--- Material shown ---
PR #394, opened 2026-07-23
fix: check best-tip context before async verification

czarcas7ic:
Fixes: OS-ZCA-ADV-06

## Motivation

Mempool best-tip anchor and nullifier validation currently runs in the same unordered future set as script and shielded authorization checks. Contextual validation can reject the transaction after verification jobs have been submitted. Dropping their waiters does not cancel those jobs, so queued or running verification continues to completion and its results are discarded, consuming shared CPU capacity.

## Solution

Await the mempool-only best-tip check before polling the lazy asynchronous authorization checks. Block verification is unchanged. The regression test now delays a contextual rejection alongside an invalid script and verifies that the contextual error is returned first.

## Changelog

Added `changelog-unreleased/394.md` with the explicit no-changelog marker because this changes internal scheduling without changing accepted transactions or operator configuration.

### DIFF
--- a/changelog-unreleased/394.md
+++ b/changelog-unreleased/394.md
@@ -1,0 +1,4 @@
+<!-- changelog: none -->
+
+This PR hardens internal verification scheduling without changing accepted transactions or
+operator configuration.
--- a/zakura-consensus/src/transaction.rs
+++ b/zakura-consensus/src/transaction.rs
@@ -570,7 +570,7 @@ where
 
             tracing::trace!(?tx_id, "got state UTXOs");
 
-            let mut async_checks = match tx.as_ref() {
+            let async_checks = match tx.as_ref() {
                 Transaction::V1 { .. } | Transaction::V2 { .. } | Transaction::V3 { .. } => {
                     tracing::debug!(?tx, "got transaction with wrong version");
                     return Err(TransactionError::WrongVersion);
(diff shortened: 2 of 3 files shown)


czarcas7ic:
Neither of the above V12 reports should be actioned.

czarcas7ic:
I had AI benchmark this PR, these were the results

---

The performance tradeoff is approximately **15 µs of added latency for accepted shielded mempool transactions**, in exchange for avoiding cryptographic verification after a transaction has already failed the state check.

Release-build measurements used Zakura’s production `StateService` and RocksDB path, with the required anchor present and one million unrelated nullifiers in each relevant index.

| Accepted workload | Before | Added latency | Relative change |
|---|---:|---:|---:|
| Minimal transparent transaction | 35.8 µs | 6.7 µs | +18.7% |
| Sapling, 1 spend | 120.661 ms | ~15.3 µs typical, 20.5 µs p95 | +0.013% |
| Orchard, 2 actions | 110.665 ms | ~15.1 µs typical, 20.4 µs p95 | +0.014% |

The shielded overhead is the state-check duration that can no longer overlap proof verification. It is below the noise floor of the roughly 110–121 ms end-to-end shielded verification, so it was measured directly rather than inferred from an artificial delay.

For transactions rejected by the state check, the old code already returned the error without waiting for Rayon. The benefit is avoiding abandoned proof and signature work:

| Workload | Before | After | Change |
|---|---:|---:|---:|
| Return 16 duplicate-nullifier Orchard rejections | 2.05 ms | 2.94 ms | +0.89 ms |
| Next valid Orchard transaction after those rejections | 123.37 ms | 114.00 ms | 9.37 ms faster |
| CPU across 336 rejected Orchard transactions | 11.56 s | 8.43 s | 3.13 CPU-seconds saved |

That is about **9.3 ms of CPU avoided per rejected two-action Orchard transaction**. The next valid Orchard transaction was 7.45–11.29 ms faster at 95% confidence because it no longer waited behind abandoned proof work.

--- Problem requirements ---
Restate word for word only the lines running from the beginning of the data to the line holding "## Motivation", both included.

--- Task response ---
PR #394, opened 2026-07-23
fix: check best-tip context before async verification

czarcas7ic:
Fixes: OS-ZCA-ADV-06

## Motivation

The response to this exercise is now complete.